◆ **About this task**: Word for word, transcribe the data below from the line with "I'm not particularly" to the line with "## Specific Additions", keeping both of those lines.

◆ **Records supplied**:
*** Block opens ***
PR #6719, opened 2020-06-19
test: skip requestPictureInPicture test if API isn't available

gkatsev:
Followup from #6678.


gkatsev:
Merging because it's a small change in tests and will unbreak tests in `main`.

PR #6735, opened 2020-07-01
fix: Fullscreen broken in iOS

### LINKED ISSUE #6707: pause/play button doesn't toggle after leaving fullscreen with playsinline attribute
## Description

When `playsinline` attribute is used video pause/play button stops toggling after manually entering and leaving the fullscreen.

[screen recording](https://user-images.githubusercontent.com/24650518/84501744-b2fede80-acbf-11ea-8572-f1372e0e125f.gif)

In the same time video from [videojs homepage](https://videojs.com/) also has `playsinline` attribute but doesn't have same issue. 

**UPDATE:**
 From [video.js github package.json file](https://github.com/videojs/videojs.com/blob/master/package.json) we can see that they are using older version (7.6.0) for videojs. Experimented with different versions and found that **this bug is introduced with 7.8.0 version**

I'm not particularly strong JS developer so can't find exact problem thus providing the PR for fix but my first guess would be to look into [feat(fs): return a promise from requestFullscreen and exitFullscreen](https://github.com/videojs/video.js/commit/da37fab) commit which is part of that 7.8.0 tag.

## Steps to reproduce
1. Open [starter template](https://codepen.io/gkatsev/pen/GwZegv?editors=1000#0)
2. Add `playsinline` attribute.
3. Open on mobile device
4. Press to open fullscreen
5. Leave fullscreen
6. toggle play/pause button. It does play and pause video but button is never updated, it's always the "pause" button. 
7. change videojs version to `@7.7.7` (last version without bug) and repeat 3-5 to see that the bug is not present there.

### Expected
When video is playing "pause" button can be seen. WHen video paused "play" button can be seen. When pressed, it toggles.

### Actual
What ever the state of video, after leaving fullscreen button doesn't toggle.

### Error output
No errors

## Additional Information

This is happening on any IOS mobile device. Haven't tested with android. 

I have managed to also get situations when (after similar open/close fullscreen) duration bar isn't updated as well.

alex-barstow:
## Description
Fixes #6707. The Fullscreen API is unsupported in iOS, so `self.fsApi_.fullscreenerror` and `self.fsApi_.fullscreenchange` are undefined, which was breaking the player after entering fullscreen by [removing all bound player events](https://github.com/videojs/video.js/blob/main/src/js/utils/events.js#L369-L377).

## Specific Additions
Both `requestFullscreen()` and `exitFullscreen()` add handlers for `'fullscreenchange'` and `'fullscreenerror'` events, but remove those handlers for `self.fsApi_.fullscreenchange` and `self.fsApi_.fullscreenerror` events. There may be a reason for this inconsistency, but it seems to me that if `.one()` uses the event string, `.off()` should as well (especially considering the latter two are not always defined).

Another option might be to check for Fullscreen API support as well as Promise support in `requestFullscreen()` and `exitFullscreen()`

### DIFF
--- a/src/js/player.js
+++ b/src/js/player.js
@@ -2872,8 +2872,8 @@ class Player extends Component {
 
       return new PromiseClass((resolve, reject) => {
         function offHandler() {
-          self.off(self.fsApi_.fullscreenerror, errorHandler);
-          self.off(self.fsApi_.fullscreenchange, changeHandler);
+          self.off('fullscreenerror', errorHandler);
+          self.off('fullscreenchange', changeHandler);
         }
         function changeHandler() {
           offHandler();
--- a/src/js/player.js
+++ b/src/js/player.js
@@ -2794,8 +2794,8 @@ class Player extends Component {
 
       return new PromiseClass((resolve, reject) => {
         function offHandler() {
-          self.off(self.fsApi_.fullscreenerror, errorHandler);
-          self.off(self.fsApi_.fullscreenchange, changeHandler);
+          self.off('fullscreenerror', errorHandler);
+          self.off('fullscreenchange', changeHandler);
         }
         function changeHandler() {
           offHandler();


marguinbc:
Do we still need `self.fsApi_` for non iOS implementations?

mikeswart:
Confirmed working. 👍

PR #6759, opened 2020-07-18
[Fix] common misspelling errors

Necmttn:
For reference: https://en.wikipedia.org/wiki/Wikipedia:Lists_of_common_misspellings/For_machines


thijstriemstra (approved):
awesome, thanks!

PR #6765, opened 2020-07-20
fix(tech): add abstract crossOrigin method on Tech

gkatsev:
As part of #6588, we started using the crossOrigin method. However, it's
possible that a tech doesn't support this. Notably, the Flash tech. We
should instead have an abstract method on Tech that returns nothing so
we don't fail on those browsers.

### DIFF
--- a/src/js/tech/tech.js
+++ b/src/js/tech/tech.js
@@ -431,6 +431,25 @@ class Tech extends Component {
   reset() {}
 
   /**
+   * Get the value of `crossOrigin` from the tech.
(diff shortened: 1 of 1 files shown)


gkatsev:
Might be worth looking at and making sure that prefixed/suffixed things are ignored. Though, I think that should be in a separate PR because I want to get this fix out immediately.

gkatsev:
Created https://github.com/videojs/video.js/issues/6766 as a followup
*** Block closes ***
◆ **Answer section**:
I'm not particularly strong JS developer so can't find exact problem thus providing the PR for fix but my first guess would be to look into [feat(fs): return a promise from requestFullscreen and exitFullscreen](https://github.com/videojs/video.js/commit/da37fab) commit which is part of that 7.8.0 tag.

## Steps to reproduce
1. Open [starter template](https://codepen.io/gkatsev/pen/GwZegv?editors=1000#0)
2. Add `playsinline` attribute.
3. Open on mobile device
4. Press to open fullscreen
5. Leave fullscreen
6. toggle play/pause button. It does play and pause video but button is never updated, it's always the "pause" button. 
7. change videojs version to `@7.7.7` (last version without bug) and repeat 3-5 to see that the bug is not present there.

### Expected
When video is playing "pause" button can be seen. WHen video paused "play" button can be seen. When pressed, it toggles.

### Actual
What ever the state of video, after leaving fullscreen button doesn't toggle.

### Error output
No errors

## Additional Information

This is happening on any IOS mobile device. Haven't tested with android. 

I have managed to also get situations when (after similar open/close fullscreen) duration bar isn't updated as well.

alex-barstow:
## Description
Fixes #6707. The Fullscreen API is unsupported in iOS, so `self.fsApi_.fullscreenerror` and `self.fsApi_.fullscreenchange` are undefined, which was breaking the player after entering fullscreen by [removing all bound player events](https://github.com/videojs/video.js/blob/main/src/js/utils/events.js#L369-L377).

## Specific Additions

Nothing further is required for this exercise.